**Action item:** Exactly reproduce each entry, leaving out nothing.

**Collected data:**
=-=-=-=-=
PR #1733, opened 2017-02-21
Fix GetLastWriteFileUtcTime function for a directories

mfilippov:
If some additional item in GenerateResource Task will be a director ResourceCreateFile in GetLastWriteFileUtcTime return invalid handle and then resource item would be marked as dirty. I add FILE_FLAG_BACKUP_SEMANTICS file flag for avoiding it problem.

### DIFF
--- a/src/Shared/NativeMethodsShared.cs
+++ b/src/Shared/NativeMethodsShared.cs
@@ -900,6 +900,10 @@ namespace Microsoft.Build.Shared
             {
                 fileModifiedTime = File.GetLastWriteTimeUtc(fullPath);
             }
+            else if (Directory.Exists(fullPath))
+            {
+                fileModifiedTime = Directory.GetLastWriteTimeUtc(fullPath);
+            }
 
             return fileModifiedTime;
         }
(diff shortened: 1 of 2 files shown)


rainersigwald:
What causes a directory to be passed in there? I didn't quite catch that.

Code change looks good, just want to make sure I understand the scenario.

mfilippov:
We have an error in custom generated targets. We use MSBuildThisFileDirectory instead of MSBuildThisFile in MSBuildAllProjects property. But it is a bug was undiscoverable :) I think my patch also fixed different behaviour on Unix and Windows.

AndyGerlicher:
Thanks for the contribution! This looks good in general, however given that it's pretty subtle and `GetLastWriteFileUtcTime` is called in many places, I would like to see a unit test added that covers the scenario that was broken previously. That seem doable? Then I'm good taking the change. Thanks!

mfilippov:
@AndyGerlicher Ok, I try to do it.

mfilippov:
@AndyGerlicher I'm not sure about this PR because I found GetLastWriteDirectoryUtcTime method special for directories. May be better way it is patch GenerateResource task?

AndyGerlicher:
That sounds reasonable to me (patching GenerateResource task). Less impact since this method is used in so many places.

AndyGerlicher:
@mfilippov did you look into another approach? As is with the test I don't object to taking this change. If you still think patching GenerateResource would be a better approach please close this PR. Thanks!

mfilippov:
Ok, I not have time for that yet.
=-=-=-=-=
**Result for this task:**
PR #1733, opened 2017-02-21
Fix GetLastWriteFileUtcTime function for a directories

mfilippov:
If some additional item in GenerateResource Task will be a director ResourceCreateFile in GetLastWriteFileUtcTime return invalid handle and then resource item would be marked as dirty. I add FILE_FLAG_BACKUP_SEMANTICS file flag for avoiding it problem.

### DIFF
--- a/src/Shared/NativeMethodsShared.cs
+++ b/src/Shared/NativeMethodsShared.cs
@@ -900,6 +900,10 @@ namespace Microsoft.Build.Shared
             {
                 fileModifiedTime = File.GetLastWriteTimeUtc(fullPath);
             }
+            else if (Directory.Exists(fullPath))
+            {
+                fileModifiedTime = Directory.GetLastWriteTimeUtc(fullPath);
+            }
 
             return fileModifiedTime;
         }
(diff shortened: 1 of 2 files shown)


rainersigwald:
What causes a directory to be passed in there? I didn't quite catch that.

Code change looks good, just want to make sure I understand the scenario.

mfilippov:
We have an error in custom generated targets. We use MSBuildThisFileDirectory instead of MSBuildThisFile in MSBuildAllProjects property. But it is a bug was undiscoverable :) I think my patch also fixed different behaviour on Unix and Windows.

AndyGerlicher:
Thanks for the contribution! This looks good in general, however given that it's pretty subtle and `GetLastWriteFileUtcTime` is called in many places, I would like to see a unit test added that covers the scenario that was broken previously. That seem doable? Then I'm good taking the change. Thanks!

mfilippov:
@AndyGerlicher Ok, I try to do it.

mfilippov:
@AndyGerlicher I'm not sure about this PR because I found GetLastWriteDirectoryUtcTime method special for directories. May be better way it is patch GenerateResource task?

AndyGerlicher:
That sounds reasonable to me (patching GenerateResource task). Less impact since this method is used in so many places.

AndyGerlicher:
@mfilippov did you look into another approach? As is with the test I don't object to taking this change. If you still think patching GenerateResource would be a better approach please close this PR. Thanks!

mfilippov:
Ok, I not have time for that yet.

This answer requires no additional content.